### [EXERCISE]
Search the material below for the string "opened" and extract each line that has it.
= = = = = = =
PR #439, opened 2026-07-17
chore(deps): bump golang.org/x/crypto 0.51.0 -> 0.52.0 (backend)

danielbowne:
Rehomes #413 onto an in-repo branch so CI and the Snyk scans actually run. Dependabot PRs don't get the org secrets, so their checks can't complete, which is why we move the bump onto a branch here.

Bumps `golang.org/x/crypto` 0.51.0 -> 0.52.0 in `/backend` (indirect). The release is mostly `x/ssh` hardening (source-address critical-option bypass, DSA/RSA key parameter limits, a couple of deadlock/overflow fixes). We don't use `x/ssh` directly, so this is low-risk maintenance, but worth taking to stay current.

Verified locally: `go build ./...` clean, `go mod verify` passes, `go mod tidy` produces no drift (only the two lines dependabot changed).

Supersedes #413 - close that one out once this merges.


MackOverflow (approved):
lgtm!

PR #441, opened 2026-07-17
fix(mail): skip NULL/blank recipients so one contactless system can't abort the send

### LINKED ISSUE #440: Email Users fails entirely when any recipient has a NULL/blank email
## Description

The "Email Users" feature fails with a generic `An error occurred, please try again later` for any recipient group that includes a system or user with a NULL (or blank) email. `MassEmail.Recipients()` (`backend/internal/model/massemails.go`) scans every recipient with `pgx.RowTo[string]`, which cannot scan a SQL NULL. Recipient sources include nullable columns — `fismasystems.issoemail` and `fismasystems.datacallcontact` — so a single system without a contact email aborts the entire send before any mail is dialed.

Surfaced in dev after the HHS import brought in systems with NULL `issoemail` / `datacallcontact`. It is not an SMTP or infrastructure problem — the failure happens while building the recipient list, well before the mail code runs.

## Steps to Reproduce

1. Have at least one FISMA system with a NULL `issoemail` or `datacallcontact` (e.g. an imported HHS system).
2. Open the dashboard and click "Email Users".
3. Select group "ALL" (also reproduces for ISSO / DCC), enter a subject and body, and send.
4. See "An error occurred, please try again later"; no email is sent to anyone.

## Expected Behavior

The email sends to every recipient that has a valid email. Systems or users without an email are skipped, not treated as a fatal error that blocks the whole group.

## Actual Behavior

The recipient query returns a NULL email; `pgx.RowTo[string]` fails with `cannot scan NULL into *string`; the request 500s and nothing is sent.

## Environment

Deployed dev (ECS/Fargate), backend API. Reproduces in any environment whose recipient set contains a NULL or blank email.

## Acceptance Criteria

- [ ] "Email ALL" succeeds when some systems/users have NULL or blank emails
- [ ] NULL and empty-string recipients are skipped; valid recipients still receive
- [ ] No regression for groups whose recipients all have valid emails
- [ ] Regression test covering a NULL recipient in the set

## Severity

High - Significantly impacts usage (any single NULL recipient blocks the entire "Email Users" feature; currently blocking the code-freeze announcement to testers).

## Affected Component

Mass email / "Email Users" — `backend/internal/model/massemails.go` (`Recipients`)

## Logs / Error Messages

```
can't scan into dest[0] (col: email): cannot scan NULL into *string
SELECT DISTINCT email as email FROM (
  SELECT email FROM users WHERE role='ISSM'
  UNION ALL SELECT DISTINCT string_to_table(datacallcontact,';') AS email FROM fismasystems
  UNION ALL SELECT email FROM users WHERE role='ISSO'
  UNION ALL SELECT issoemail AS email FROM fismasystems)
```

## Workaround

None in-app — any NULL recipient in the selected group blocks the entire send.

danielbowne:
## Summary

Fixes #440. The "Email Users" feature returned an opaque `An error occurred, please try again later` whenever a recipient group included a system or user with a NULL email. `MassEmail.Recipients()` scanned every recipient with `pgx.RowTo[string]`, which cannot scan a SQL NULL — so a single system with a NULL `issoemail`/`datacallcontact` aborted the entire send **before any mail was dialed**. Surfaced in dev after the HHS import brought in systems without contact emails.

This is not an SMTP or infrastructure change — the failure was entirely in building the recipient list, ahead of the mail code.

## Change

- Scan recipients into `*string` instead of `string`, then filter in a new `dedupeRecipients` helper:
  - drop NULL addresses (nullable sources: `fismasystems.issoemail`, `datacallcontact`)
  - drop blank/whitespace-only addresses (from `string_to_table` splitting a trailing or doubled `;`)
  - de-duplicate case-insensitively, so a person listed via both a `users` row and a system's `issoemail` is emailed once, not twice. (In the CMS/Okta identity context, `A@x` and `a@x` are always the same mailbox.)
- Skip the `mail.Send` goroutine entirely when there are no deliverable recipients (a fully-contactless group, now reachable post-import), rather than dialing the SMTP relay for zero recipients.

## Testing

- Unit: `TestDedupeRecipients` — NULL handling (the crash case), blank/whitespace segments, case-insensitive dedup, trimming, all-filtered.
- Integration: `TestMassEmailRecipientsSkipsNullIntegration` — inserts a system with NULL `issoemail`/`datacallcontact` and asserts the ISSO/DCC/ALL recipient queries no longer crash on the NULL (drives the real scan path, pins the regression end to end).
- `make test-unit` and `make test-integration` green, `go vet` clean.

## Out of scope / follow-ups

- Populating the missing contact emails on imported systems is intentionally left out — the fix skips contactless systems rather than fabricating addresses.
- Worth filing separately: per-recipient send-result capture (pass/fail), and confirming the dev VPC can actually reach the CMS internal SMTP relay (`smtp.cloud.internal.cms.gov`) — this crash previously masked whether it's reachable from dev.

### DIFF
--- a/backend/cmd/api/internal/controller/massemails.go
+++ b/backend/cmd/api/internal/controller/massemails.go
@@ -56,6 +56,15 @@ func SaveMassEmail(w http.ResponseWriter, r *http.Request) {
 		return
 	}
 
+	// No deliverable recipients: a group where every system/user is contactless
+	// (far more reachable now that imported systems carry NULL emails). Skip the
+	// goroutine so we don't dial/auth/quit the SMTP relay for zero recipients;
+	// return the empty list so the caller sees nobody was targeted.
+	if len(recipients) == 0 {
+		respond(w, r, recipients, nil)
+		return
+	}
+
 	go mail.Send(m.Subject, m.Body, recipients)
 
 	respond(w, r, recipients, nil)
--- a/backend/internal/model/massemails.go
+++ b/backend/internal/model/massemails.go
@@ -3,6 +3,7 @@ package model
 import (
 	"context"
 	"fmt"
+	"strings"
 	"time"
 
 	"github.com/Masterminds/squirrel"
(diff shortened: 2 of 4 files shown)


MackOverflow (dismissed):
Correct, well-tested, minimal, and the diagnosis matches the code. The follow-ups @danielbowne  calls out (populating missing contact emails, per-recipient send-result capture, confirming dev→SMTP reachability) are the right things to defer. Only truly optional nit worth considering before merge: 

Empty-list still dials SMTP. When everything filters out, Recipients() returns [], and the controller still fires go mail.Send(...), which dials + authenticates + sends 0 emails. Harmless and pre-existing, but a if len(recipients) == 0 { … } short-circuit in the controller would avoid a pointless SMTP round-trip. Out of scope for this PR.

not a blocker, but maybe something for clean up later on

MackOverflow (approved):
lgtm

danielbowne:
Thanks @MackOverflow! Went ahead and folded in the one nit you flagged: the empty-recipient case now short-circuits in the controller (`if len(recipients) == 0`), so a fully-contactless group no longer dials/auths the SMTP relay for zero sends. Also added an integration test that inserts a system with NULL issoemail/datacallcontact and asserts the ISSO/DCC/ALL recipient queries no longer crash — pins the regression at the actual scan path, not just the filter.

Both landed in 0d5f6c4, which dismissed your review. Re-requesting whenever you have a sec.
= = = = = = =
### [SOLUTION TO THIS TASK]
PR #439, opened 2026-07-17
PR #441, opened 2026-07-17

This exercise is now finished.